As you can see, the tokens `Queen` in witness 1 and `queen` in witness 2 are *not* considered matches. 

### 1. Manual normalization:
Let's say we'd like the alignment algorithm to ignore the cases of the tokens, so that `queen` will be matched with `Queen`. You can of course normalize the original witnesses. However, CollateX also has a special funtionality for normalization: for each token, CollateX creates two properties: a `t` property for the original token and an `n` property for a normalized form of the original token. If you don't supply an `n` property, CollateX automatically copies the value of the `t` property in the `n` property.

You can think of the `n` property as a _shadow_ copy of the token: the user will typically not get to see it, but the aligner will only look at the normalized form during the alignment process.
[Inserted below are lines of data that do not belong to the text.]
PR #86, opened 2018-07-06
@publish decorator

pelegdvir:
Lighter version of https://github.com/globality-corp/microcosm-pubsub/pull/85

Simple method decorator that produces (sns) messages. Supports some customization.

Simple example:
```
        @publish(
             media_type=created(company),
             uri=lambda component, model: f"/api/v1/company/{model.id}"
        )
        def create(**kwargs):
            return company(id="ID")
        produce:
            application/vnd.globality.pubsub._.created.company message
            with: {'uri': '/api/v1/company/ID'}
```


microcosm_pubsub/decorators/publish_decorators.py
```diff
@@ -0,0 +1,80 @@
...
+
+        @publish(media_type=created(company), company_id=lambda component, company: company.id)
+        def create(**kwargs):
+            return company(id="ID")
+        produce:
+            application/vnd.globality.pubsub._.created.company message
+            with: {'company_id': 'id'}
+
+    """
+    if media_type and media_type_extractor:
```
jessemyers: Seems like there's a possible simplification here where:
 - `media_type` is an `arg`, not a `kwarg` and is rerequired
 - we check if it is callable or not and call it if it is

microcosm_pubsub/decorators/publish_decorators.py
```diff
@@ -0,0 +1,80 @@
...
+        raise TypeError("Cannot pass both media_type and media_type_extractor")
+    if not media_type and not media_type_extractor:
+        raise TypeError("Must pass either media_type or media_type_extractor")
+
+    def decorator(func):
+        @wraps(func)
+        def decorate(component, *func_args, **func_kwargs):
+            sns_producer = getattr(component, producer_key, None) or getattr(component.graph, producer_key)
+            model = func(component, *func_args, **func_kwargs)
```
jessemyers: Maybe `result` instead of `model` as that makes some assumptions about the underlying function being a CRUD controller

microcosm_pubsub/decorators/publish_decorators.py
pelegdvir: I like it

pelegdvir:
Closing old PR - i'm not sure that we want to use this

PR #92, opened 2018-07-28
URIHandler.resource_type

pelegdvir:
New `URIHandler` property: `resource_type` - sets the returned resource type

### DIFF
--- a/microcosm_pubsub/handlers/uri_handler.py
+++ b/microcosm_pubsub/handlers/uri_handler.py
@@ -123,7 +123,7 @@ class URIHandler:
             raise Nack(self.nack_timeout)
         response.raise_for_status()
         body = response.json()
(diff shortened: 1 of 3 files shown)


microcosm_pubsub/handlers/uri_handler.py
```diff
@@ -118,7 +122,10 @@ def get_resource(self, message, uri):
         if response.status_code == codes.not_found and self.nack_if_not_found:
             raise Nack(self.nack_timeout)
         response.raise_for_status()
-        return response.json()
+        body = response.json()
+        if self.resource_type is dict:
```
jessemyers: Do L126-127 matter? If we ran `dict(**body)`, we'd have an equivalent value.

Or, better still, change the default resource type to be an identity function...

PR #100, opened 2018-08-05
Advanced context decorators

pelegdvir:
See "Please Fix Your Decorators": https://hynek.me/articles/decorators/

Handle 2 edge cases:
* Support methods decorations:
In python, we cannot `setattr` on instance methods (because they don't have `__dict__`)
For example:
```
class Example
    def func(self):
         pass

setattr(Example.func, 'x', 'x') # works
setattr(Example().func, 'x', 'x') # raises!
```
But we do want to use `binds` and `extracts` on them.
The solution was to wrap methods in functions. However, python `functools.wraps` hides the function signature - and causes `get_from_context` to fail. The solution for that is to use `inspect.signature` that has  instead of `inspect.getfullargspec`.

* Support multiple decorators for non functions / methods:
`functools.wraps` does not copy non functions / methods callable properties. That causes the first wrapper (`get_from_context`) to hide all other descriptors - such as `"_extracts"`.
```
@extract("x")
class Example
    def __call__(self, y):
         pass
```
We want to apply decorators on top of other decorators that are implemented as descriptors.
We achieve this using `functools.wraps` `assigned` optional argument. However - it requires that the `Chain` class will know the properties names.

New feature:
* `get_from_context` now supports default value function arguments (see `test_get_from_context_default_value`)

### DIFF
--- a/microcosm_pubsub/chain/chain.py
+++ b/microcosm_pubsub/chain/chain.py
@@ -40,7 +40,7 @@ class Chain:
         """
         Tuple naming attributes that self.context_decorators attributes should keep
         It should contain all attributes that set by relevant decorators
-        (such as @extracs)
+        (such as @extracts)
 
         """
         return DEFAULT_ASSIGNED
--- a/microcosm_pubsub/chain/chain.py
+++ b/microcosm_pubsub/chain/chain.py
@@ -4,6 +4,7 @@ from microcosm_pubsub.chain.context_decorators import (
     save_to_context,
     save_to_context_by_func_name,
     temporarily_replace_context_keys,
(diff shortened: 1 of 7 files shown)


microcosm_pubsub/chain/chain.py
```diff
@@ -34,6 +35,16 @@ def context_decorators(self):
             save_to_context_by_func_name,
         ]
 
+    @property
+    def context_decorators_assigned(self):
+        """
+        Tuple naming attributes that self.context_decorators attributes should keep
+        It should contain all attributes that set by relevant decorators
+        (such as @extracs)
```
jessemyers: `@extracts`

The original token `t` and the normalized form `n` are expressed in JSON. You can put whatever you want in the `n` property:

In [None]:
from collatex import *
import json
norm_collation_obj = Collation()
json_input = """{
"witnesses": [
{"id": "W1", "tokens": [
{"t": "The", "n": "the"},
{"t": "Queen", "n": "queen"},
{"t":"of", "n": "of"}, 
{"t":"England", "n": "england"},
{"t":"&", "n":"and"},
{"t":"the", "n": "the"},
{"t":"Prince", "n": "prince"},
{"t":"of", "n": "of"},
{"t":"Wales", "n": "wales"},
{"t":".", "n": "!"}
]
},
{"id": "W2", "tokens": [
{"t": "the", "n": "the"},
{"t": "queen", "n": "queen"},
{"t":"of", "n": "of"}, 
{"t":"england", "n": "england"},
{"t":"and", "n":"and"},
{"t":"the", "n": "the"},
{"t":"prince", "n": "prince"},
{"t":"of", "n": "of"},
{"t":"wales", "n": "wales"},
{"t":"!", "n": "!"}
]
}
]
}"""
collate(json.loads(json_input), segmentation=False, output='html2')

Obviously, this manual entry of shadow tokens in JSON is time-consuming and doesn't scale for a typical project.
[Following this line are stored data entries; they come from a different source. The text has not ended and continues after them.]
PR #105, opened 2018-08-21
Chain usability improvements.

jessemyers:
Make pubsub chains more usable (and more correct). Specifically:

 -  Ensure that `ForEachStatement` allows the same variable to be set in the context
    on each iteration by using an alternate version of the context that implements
    local scoping.

 -  Do not require `Chain` to be declared explicitly when it can be derived from
    statement context.

 -  Allow switch statement cases and try catch error cases to use a builder syntax.

 -  Allow variable extraction to be implemented using a more fluent builder style.

Example usage: https://github.com/globality-corp/frigg/pull/204/commits/924e387e78f24cc0ce09bcaf486d16826ad456a8

### DIFF
--- a/microcosm_pubsub/chain/chain.py
+++ b/microcosm_pubsub/chain/chain.py
@@ -63,18 +63,28 @@ class Chain:
         context = context or self.new_context_type()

### 2. Preprocess the witnesses
We can also preprocess the witnesses to create the dictionary structure and feed that to CollateX.

In [None]:
import re
from collatex import *

#create the witnesses:
wA = "A", "The Queen of England, and the Prince (of Wales)."
wB = "B", "the queen of england with the prince of wales!"

collation = Collation()
def processToken(inputText): 
    return {"t": inputText, "n": re.sub('\s+$', '', inputText.lower())}
def processWitness(inputText):
    siglum, rdg = inputText
    return {"id": siglum, "tokens": \
           [processToken(token) for token in re.findall(r'\w+\s*|\W+', rdg)]}
witnesses = [wA,wB]
collation = {"witnesses": [processWitness(witness) for witness in witnesses]}
output = collate(collation, segmentation=False, output="svg_simple")
print(output)

## Whitespace

Who can tell with which function we have taken care of any trailing whitespace in the input witnesses?

In [None]:
print(collation)

## Punctuaction normalization

Some researchers are not interested in variation that only affects punctuation. Use the code above and change the normalization so that the witnesses are aligned on words only, and punctuation is ignored.  
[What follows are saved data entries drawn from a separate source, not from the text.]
PR #110, opened 2018-08-22
All filtering in for_each

jessemyers:


microcosm_pubsub/tests/chain/statements/test_for_each.py
```diff
@@ -36,3 +36,16 @@ def test_for_each_simplified():
         chain(items=["a", "b", "c"]),
         is_(equal_to(["C", "B", "A"])),
     )
+
```
GabeLambda: Maybe a test for testing a filter func in `when()`?

GabeLambda: Then again, it's tested implicitly in `when_not_none`.

PR #112, opened 2018-08-27
Enable assigning constants and function values

jessemyers:


microcosm_pubsub/tests/chain/statements/test_assign.py
```diff
@@ -91,3 +93,23 @@ def test_assign_attribute():
...
+    chain = Chain(
+        assign_constant("arg").to("param"),
+    )
+    assert_that(
+        chain(),
+        is_(equal_to("arg")),
+    )
+
+
+def test_assign_function():
```
jessemyers: I added this so we can do something like:

```
Chain(
    assign_function(lambda context: dict()).to("my dict"),
)
```

PR #121, opened 2018-10-15
Initial refactor for pubsub dispatcher

jessemyers:
The inner layers of the pubsub dispatcher combine flow control, context management, logging,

Hint: use regular expressions to strip the punctuation from the "n" properties of the tokens. You can find a regex cheat sheet [here](https://www.dataquest.io/wp-content/uploads/2019/03/python-regular-expressions-cheat-sheet.pdf) and practice [here](https://www.dataquest.io/wp-content/uploads/2019/03/python-regular-expressions-cheat-sheet.pdf).

## Further reading

If you're interested in the theoretical side of this, I can highly recommend [a recent article](http://www.digitalhumanities.org/dhq/vol/14/3/000489/000489.html) by David J. Birnbaum and Elena Spadini on the role of normalization in the collation process.

They state:

### "Normalization, in a nutshell, makes it possible to identify phenomena on multiple orthographic and linguistic levels and use them to create surrogates for the literal word tokens that then shape and interpret the results of collation, tacitly neutralizing and ignoring other distinctions that are present in the literal tokens."